Na entrevista coletiva que se seguiu à leitura da sentença do TSJ, a juíza Luisa Estella acres­centou que a Sala Constitucio­nal entendeu que não há razão para que a falta de um funcioná­rio da república seja considerada automaticamente ausência tem­porária nem discutiu o mérito da necessidade da formação de uma junta médica para atestar as condições de saúde do presiden­te. Foi mais longe: disse que o pedido de licença por "ausência temporária" teria de ser feito pe­lo próprio presidente.

"Assistimos hoje (ontem) a um festival de barbaridades jurí­dicas", disse ao Estado Cipriano Heredia, dirigente da opositora Aliança Bravo Pueblo. "Suponha­mos que tenhamos um presiden­te sequestrado. Neste caso, ele mesmo teria de declarar sua situa­ção de ausência temporária."

A figura jurídica da "ausência temporária" é importante por­que a Constituição estabelece que o presidente pode solicitá-la por 90 dias. Esse período pode ser prorrogado por mais 90 dias, depois do que seria declarada a "ausência absoluta" do presiden­te e a convocação de nova elei­ção.

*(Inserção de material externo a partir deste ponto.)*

PR #2583, opened 2023-02-26
Create .gitattributes

networkfusion:
## Motivation and Context

When using the dev container, it can convert all files to use linux file endings, which creates a lot of potential changes when creating a PR.
Adding a `.gitattributes` file ensures the changes are kept as windows eol.

See here for further details: https://code.visualstudio.com/docs/remote/troubleshooting#_resolving-git-line-ending-issues-in-wsl-resulting-in-many-modified-files

## Screenshots
image

## Types of changes

## Checklist


josesimoes:
Interesting and handy for sure!
Why no go with the full suggestion on the URL above?

```text
* text=auto eol=lf
*.{cmd,[cC][mM][dD]} text eol=crlf
*.{bat,[bB][aA][tT]} text eol=crlf
```

networkfusion:
> Interesting and handy for sure! Why no go with the full suggestion on the URL above?
> 
> ```
> * text=auto eol=lf
> *.{cmd,[cC][mM][dD]} text eol=crlf
> *.{bat,[bB][aA][tT]} text eol=crlf
> ```

These are un-necessary as have the expected line endings. Adding rules are only needed if we need to filter to a different line ending.

networkfusion:
With the file added:

image

Ellerbach:
> These are un-necessary as have the expected line endings. Adding rules are only needed if we need to filter to a different line ending.

Yes and not, depends how you create the files. If it doesn't hurt, go for the full suggestion! And I usually have 2 sessions of VS Code open: one with the dev container, and another one without. And yes, great finding. Looks good to me!

Ellerbach (approved):
Add the rest of the recommendation as it should not hurt and will keep things clean.
Note that if we have to run scripts on Linux, an exception should be added for those files.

"O que o TSJ acabou de dizer é que o presidente pode permane­cer indefinidamente em Cuba, quando está claro que, ao menos neste momento, ele não está ca­pacitado para governar", decla­rou o secretário-geral do partido opositor Primeiro Justicia, Julio Borges. "Nunca tivemos ilusões em relação à imparcialidade do TSJ, mas, desta vez, eles destruí­ram toda a institucionalidade e a segurança jurídica do país."

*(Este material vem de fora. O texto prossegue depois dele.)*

PR #2588, opened 2023-03-08
Adding Generic Graphic Driver implementation

Ellerbach:
## Description

- Adding Generic Graphic Driver implementation.

## Motivation and Context

- Related to https://github.com/nanoframework/Home/discussions/1231
- Following nanoframework/nanoFramework.Graphics#118.

## How Has This Been Tested?

On a real device, with real screen.

## Types of changes

## Checklist


TerryFogg:
Also, I didn't see an option for this condition, which if I hadn't needed to hack it with a current display I would not have thought it required
My Hack required an offset to the x and y for the waveshare pico-lcd1.14 display. It must be in the way it is wired up to the controller
bool DisplayDriver::SetWindow(CLR_INT16 x1, CLR_INT16 y1, CLR_INT16 x2, CLR_INT16 y2)
{

    x1 = x1 + 40;
    x2 = x2 + 40;
    y1 = y1 + 53;
    y2 = y2 + 53;

Ellerbach:
> bool DisplayDriver::SetWindow(CLR_INT16 x1, CLR_INT16 y1, CLR_INT16 x2, CLR_INT16 y2)

that is already existing in the screen class.

TerryFogg:
No, I didn't write that comment to waste your time.
 What it means is that when you choose 0 coordinate for x or y in the C# code when it gets to the controller a fixed offset is required.
The controller first visible pixel is at (40,53)

You may think this is a special case which is ok.

Ellerbach:
> The controller first visible pixel is at (40,53)

And this is where the screen properties are used. See all native drivers like this one for example: https://github.com/nanoframework/nf-interpreter/blob/deacdf3a88c3f83cc16bf8f98cf8a62195708209/src/nanoFramework.Graphics/Graphics/Displays/ILI9342_320x240_SPI.cpp#L242

And see the example of the M5STciC with the SST35S where the screen is smaller than the driver and it starts at x=52 and y=40: https://github.com/nanoframework/nanoFramework.M5Stack/blob/5e18fa4b7d95c0510ae201170da0fc4f010f7153/nanoFramework.M5StickCommon/Screen.cs#L63

I've added this feature quite some time ago. So that's the way to go to address your problem.

targets/ESP32/CMakePresets.json
```diff
@@ -308,6 +308,32 @@
                 "ESP32_RESERVED_RAM_FOR_IDF_ALLOCATION": "50"
             }
         },
+        {
```
josesimoes, line 311: Do we really need this new preset or it just slipped into the PR?

josesimoes (approved):
LGMT! Sure looks like a nice improvement.

(I have not tested it myself)

targets/ESP32/CMakePresets.json
Ellerbach: I was even thinking adding 2 more:
- ESP32_PSRAM_REV0_GenericDisplay
- ESP32_PSRAM_REV3_GenericDisplay
Rational:
- Having those generic images available for anyone
- I guess they cover 80% of the needs
- Maybe a BLE as well

josesimoes: Well... if the plan is to have generic displays made available then we're better adding that to the existing targets that already have displays enabled. 

Otherwise I fear that so many targets start to be confusing. Not to mention that we need to maintain these on the target list, which is scattered in 3 different locations.

Ellerbach: I would love to see then at least 2 of those generic driver. It's complementary from the ones we have with dedicated drivers.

Segundo mandato. Os chavistas argumentam que Chávez é um presidente reeleito e já de­tém a faixa presidencial e os sím­bolos do poder. Com isso, a ceri­mônia ante a Assembleia, marca­da para hoje, seria uma mera formalidade.

O Artigo 231 prevê que, se por motivo de força maior, a posse do presidente não puder se reali­zar na Assembleia, ela poderá ser feita ante o TSJ. "Onde? Não diz, Quando? Também não diz", ar­gumenta o presidente do Legisla­tivo, Diosdado Cabello - que sugeriu ontem a abertura de um processo contra a TV crítica ao governo Globovisión, que há uma semana exibe na tela o Arti­go 231 omitindo a última frase, que diz respeito a possibilidade de posse ante o Judiciário.

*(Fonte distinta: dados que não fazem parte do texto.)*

PR #248, opened 2021-01-10
Update xarray master ci

timothyas:
Simply update CI workflow to use python 3.7, which xarray master now requires.

Should we drop python 2.7? phase out 3.6? I'd be happy to do that here, but not sure what it entails other than:

- [x] drop the CI workflows
- [x] remove from README etc

It is maybe not critical to remove stuff like:
```
if (sys.version_info < (3,0):
    do something
```
But this would clean things up. I'm curious what you think.


rabernat:
Thanks so much for this fix @timothyas!

> Should we drop python 2.7? phase out 3.6? 

👍  to both!

> not sure what it entails

Maybe we would have to update setup.py in some places.

rabernat:
Generally speaking, there is no reason for us to be more conservative with our dependencies than Xarray. We can just follow what Xarray does in terms of python version support.

timothyas:
No problem!

> Generally speaking, there is no reason for us to be more conservative with our dependencies than Xarray. We can just follow what Xarray does in terms of python version support.

That definitely makes sense. I'll get to this as soon as I can :)

timothyas:
Ok I just finished:
- updating the URL and dependencies in setup.py: specified python>=3.7 in setup, and xarray >=0.11.0 since this is when they introduced python 3.7
- updated versions of python, xarray, dask in readme and installation documentation
- drop CI for 2.7, 3.6, add CI for 3.9

I think it's good to go for whenever you get the chance to check it out.

rabernat:
LGTM!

"São manipuladores. Essa oposição fascista não sossegará até que consiga se livrar de Chávez", discursou Cabello num ato do Partido Socialista Unido da Ve­nezuela (PSUV), em Arágua. "Tudo o que fazemos aqui está clarinho, clarinho na Constitui­ção. Se a direita está desconten­te, que saia às ruas. Mas não se equivoquem. Também estare­mos nas ruas, de joelhos, na defe­sa da nossa revolução e de Chá­vez"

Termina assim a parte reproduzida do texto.